Can we just get the following out of the way?

1\. Sometimes it's good/necessary to offer help to inexperienced colleagues

2\. Sometimes that which is _called_ help is actually counter-productive or
manipulative

The above are simultaneously true.

With that out of the way, a more fertile topic of debate might be how to
distinguish the two scenarios. Here's a good start:
[https://news.ycombinator.com/item?id=18290901](https://news.ycombinator.com/item?id=18290901)

------
ncphillips
The abilities of offering and receiving help are like any other: they are
skills that can be developed over time.

This is the topic of personal communication, and it is much more complicated
then it is being given credit by the article. Furthermore, none of the
experiences described match my own at Forestryio.

For example:

> Johnson explained that there are two basic kinds of help one can offer –
> proactive and reactive help.

This is a pretty coarse simplification. Further, it does not describe how help
is given at Forestry.

First, if I have no work queued then I will offer help to the team. This may
be a specific offer, but I will state "I have nothing to do right now" and
then I will ask either:

* Does anyone (needs help/want to pair/need some eyes, etc.) * What is the most important thing I could help with?

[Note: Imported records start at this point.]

PR #738, opened 2019-04-26
Update CCLA from changes needed to work in the CLA system

jmertic:
Signed-off-by: John Mertic <jmertic@linuxfoundation.org>

PR #762, opened 2019-06-06
Update the CCLA with the extra words from the e-signature page.

lgritz:
One paragraph is additionally listed when you go to sign the actual
new CLA, which clarifies the role of the CLA manager. Adding it to the
copy of the CLA in our repo just so it exactly matches what people will
see and sign when they use the e-signature system.

### DIFF
--- a/docs/aswf/CLA-corporate.md
+++ b/docs/aswf/CLA-corporate.md
@@ -30,6 +30,18 @@ to the Project shall be:
 Submitted under a Developer's Certificate of Origin v. 1.1 (DCO); and
 Licensed under the BSD-3-Clause License.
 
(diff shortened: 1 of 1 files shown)


lgritz:
To explain, this is a clarifying edit to the *future* CCLA that will be needed when we move the repo out of the Imageworks account and into the ASWF account on GitHub. Until then, it's still the same old CLA we have always used that is in effect. And I'm not changing anything unilaterally, I'm just making sure that the copy we have in the repo exactly matches the one that's on the LF web site e-signature page; we didn't update it after that was added as they refined the e-signature process.

lgritz:
Oops, I did not notice that this was a duplicate of #738 
Closing
Somebody please review and merge #738

Issue #756, opened 2019-06-03
Platform::Getenv uses potentially stale data on Windows


llatta:
The Windows implementation of the Platform::Getenv function uses the _dupenv_s to read environment variables from the C runtime. The C runtime environment variable functions read data that is cached at process start from the real Windows process environment (ie GetEnvironmentVariable). If after process start any place calls Windows SetEnvironmentVariable, or setenv in a different C runtime (debug vs release runtime, or older versions of MS CRT) it modifies the environment variables in a way that is not visible to the cached state in the used C runtime. So then Platform::Getenv returns stale data that is not correct any more.

We should change the implementation to read the real process environment directly, via GetEnvironmentVariable. Here's a suggested implementation, and it's simpler too: https://github.com/materialx/MaterialX/blob/master/source/MaterialXFormat/Environ.cpp#L18

hodoulp:
Thanks for the feedback.

hodoulp:
Hi @llatta 
I did some tests on my side and `OCIO::Platform::Getenv` does not see env. variables set by `SetEnvironmentVariable`.  So I will change the implementation.

Question:
> or setenv in a different C runtime (debug vs release runtime, or older versions of MS CRT)

Any reference?

hodoulp:
Merged in `master` i.e. OCIOv2

llatta:
Thanks for the fix!

Sorry just realized I never replied to the question for more info on the different C runtime problem. That was how I originally ran into the issue. I had compiled OCIO with the release CRT (of VS 2015), and the code using it was linked against the debug CRT. The code linked against debug CRT code was calling ::setenv("OCIO", ...) and that change wasn't picked up by OCIO when it got initialized. Your fix should address this, as either CRT's setenv does call through to the Windows SetEnvironmentVariable

hodoulp:
Merged in `RB-1.1`i.e. OCIOv1

PR #763, opened 2019-06-11
Adsk contrib - Improve the Windows GetEnv() implementation

hodoulp:
Here is the improvement following the issue #756 .


hodoulp:
Friendly reminder that this PR qualifies for single approver rule and could be merged next week unless there is feedback.

PR #772, opened 2019-07-17
Adopt OIIO unittest.h as OCIO UnitTest.h

michdolan:
As part of the larger effort of cleaning out ext/, this PR moves ext/oiio/src/include/unittest.h to src/OpenColorIO/UnitTest.h and renames all macros and functions from OIIO_ to OCIO_. A few other stray OIIO references are also resolved.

I am _proactively offering_ help, but I'm not forcing my way into their
problem space. In a sense, I am proactively making it known that you're not
going to fuck up my flow by asking me a question now.

Second, we really try to make it clear that if you're stuck on a problem for
more than a couple hours. You should look for help–someone has problem been
down this road before. Working in isolation increases the likelihood you're
going to go down a rabbit hole and waste a bunch of time.

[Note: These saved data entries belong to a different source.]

PR #775, opened 2019-07-22
Security policy proposal

michdolan:
This is a proposed draft for a new SECURITY.md outlining the OCIO security policy. Once we have agreed on the included topics and wording, this will complete all CII badge requirements. I used the OpenVDB policy as a starting point (preserving some sentences verbatim when they were more generic).

Please suggest edits, additional or less topics, or any other feedback you have.

### DIFF
--- a/SECURITY.md
+++ b/SECURITY.md
@@ -27,28 +27,27 @@ None
 
 None
 
+## File Format Expectations
 
-
-
-
-
-
-
-***File Format Expectations***
-
-Attempting to read a .vdb file will:
-* Return success and produce a valid VDB data structure in memory
+Attempting to read a .ocio file will:
+* Return success and produce a valid Config data structure in memory
 * Fail with an error
-* Execute forever
-* Run out of memory
 
-The last two options may be surprising.  VDBs, however, are designed
-as open-ended containers of production data that may be terabytes in size.
+The bulk of data read comes from transform files referenced by a Config. 
+These files may be arbitrarily large, and may live on any accessible volume. 
+Referenced file paths support environment variable expansion, making OCIO's 
+Processor invokation susceptible to environmental redirection. Files are only 
+read when needed for finalizing a Processor, so no transform files should be 
+accessed as a result of loading a Config.
 
 It is a bug if some file causes the library to crash.  It is a serious
 security issue if some file causes arbitrary code execution.
 
-***Runtime Library Expectations***
+OpenColorIO will attempt to associate a file's data and layout with a 
+registered file format, regardless of a file's extension. Invalid input data
+results in an error.
+
+## Runtime Library Expectations
 
 We consider the library to run with the same privilege as the linked
 code.  As such, we do not guarantee any safety against malformed
@@ -64,7 +63,7 @@ We do not consider this as severe as file format issues because
 in most deployments the parameter space is not exposed to potential
 attackers.
 
-***Proper Data Redaction***
+## Proper Data Redaction
 
 A common concern when working with sensitive data is to ensure
 that distributed files are clean and do not possess any hidden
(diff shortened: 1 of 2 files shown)


SECURITY.md
```diff
@@ -0,0 +1,76 @@
+# Security and OpenColorIO
+
+The OpenColorIO Technical Steering Committee (TSC) takes security very
+seriously. We strive to design secure software, and utilise continuous
```
retokromer: `utilise ` (UK) > `utilize` (US)

SECURITY.md
```diff
@@ -0,0 +1,76 @@
...
+library to crash. It is a security issue if calling a function with 
+well-formed arguments causes arbitrary code execution.
+
+We do not consider this as severe as file format issues because in most 
+deployments the parameter space is not exposed to potential attackers.
+
+## Proper Data Redaction
+
+A concern when reading sensitive data in a computer program is to ensure 
+that data is only used and accessable in intended ways. OpenColorIO's public
```
retokromer: `accessable` > `accessible`

SECURITY.md
```diff
@@ -0,0 +1,76 @@
...
+interface is not granted access to internal data structures read from 
+transform files. Proprietary LUTs and related data are only exposed inasmuch 
+as their source is accessable on the filesystem.
```
retokromer: ditto

SECURITY.md
```diff
@@ -0,0 +1,76 @@
...
+file and search paths, to avoid the possibility of a maliciously modified 
+environment redirecting file reads to an insecure location.
+
+It is a bug if some file causes the library to crash. It is a serious
+security issue if some file causes arbitrary code execution.
+
+OpenColorIO will attempt to associate a file's data and layout with a 
+registered file format, regardless of a file's extension. Only expected data 
+structures will be read. It is a bug if reading invalid or malformed data from 
+a file does not result in an immediate error.
```
doug-walker: OCIO tries all the format readers until one succeeds.  No error is raised if a format fails and then another succeeds.  Also, we purposely allow some malformed data, e.g. common misspellings such as SatNode/SATNode.  So I think the last sentence should be modified.  

Suggest: "It is a bug if reading seriously invalid or malformed data from a file does not result in an error from the file format reader ultimately used with a file."

SECURITY.md
```diff
@@ -0,0 +1,76 @@
...
+It is a bug if calling a function with well-formed arguments causes the 
+library to crash. It is a security issue if calling a function with 
+well-formed arguments causes arbitrary code execution.
+
+We do not consider this as severe as file format issues because in most 
+deployments the parameter space is not exposed to potential attackers.
+
+## Proper Data Redaction
+
+A concern when reading sensitive data in a computer program is to ensure
```
doug-walker: While the first sentence is not wrong, I don't think OCIO is used for any "sensitive" data.  I think this whole paragraph should be rephrased.  I mean OCIO does not take any serious steps to protect the data since that data is all coming from unencrypted readable files on the file system anyway.

SECURITY.md
```diff
@@ -0,0 +1,76 @@
...
+well-formed arguments causes arbitrary code execution.
+
+We do not consider this as severe as file format issues because in most 
+deployments the parameter space is not exposed to potential attackers.
+
+## Proper Data Redaction
+
+A concern when reading sensitive data in a computer program is to ensure 
+that data is only used and accessable in intended ways. OpenColorIO's public
+interface is not granted access to internal data structures read from
```
doug-walker: Given that the API allows you to make a Processor from a FileTransform, to find out what ops are used in a Processor, and it allows you to send pixels through a Processor, and it allows you to make a GLSL program of the Processor, I don't think it makes sense to say that we don't allow access to the data read from transform files.

But in any case, I don't understand why this a security risk for the API to expose data read from transform files.  In some sense, that's the whole purpose of the library.  ;-)

michdolan: I was thinking of a case where a LUT is under heavy NDA, and considering the idea that the raw LUT data could be somewhat protected from being ripped via the OCIO Python bindings. It's a far fetched use case for sure. But you raise a great point that in OCIO v2 terms, the LUT would be fully exposed via the GPU renderer since it would not longer be baked into a combined-op 3D texture. 

I'm okay with removing the Data Redaction section if we think it's unnecessary or untrue, both of which could be the case.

> What we found was that on the helper side, when people engage in proactive
> help, they often don’t have a clear understanding of recipients’ problems
> and issues, thus they receive less gratitude for it,

This just isn't the case at Forestryio. The team takes responsibility of the
problems and issues, not the individual. If I offer to help and I don't
understand the problem, then they will be explained to me. Having two people
understand the problem is important. If they can't explain to me what the
problem is (or admit that you're not sure) then why are they working on
solving that problem?

> On the recipient side, if people are constantly coming up to me at work and
> asking if I want their help, it could have an impact on my esteem and become
> frustrating.

This is an ego problem. Grow the fuck up. Learning to _accept_ other people's
help is a must if you want to work on a great team.

------
Kaveren
I don't have an opinion on the findings, but can you really draw results from
a single study with only 54 subjects? Specifically when something like this
could differ across industries and those 54 are spread out among them.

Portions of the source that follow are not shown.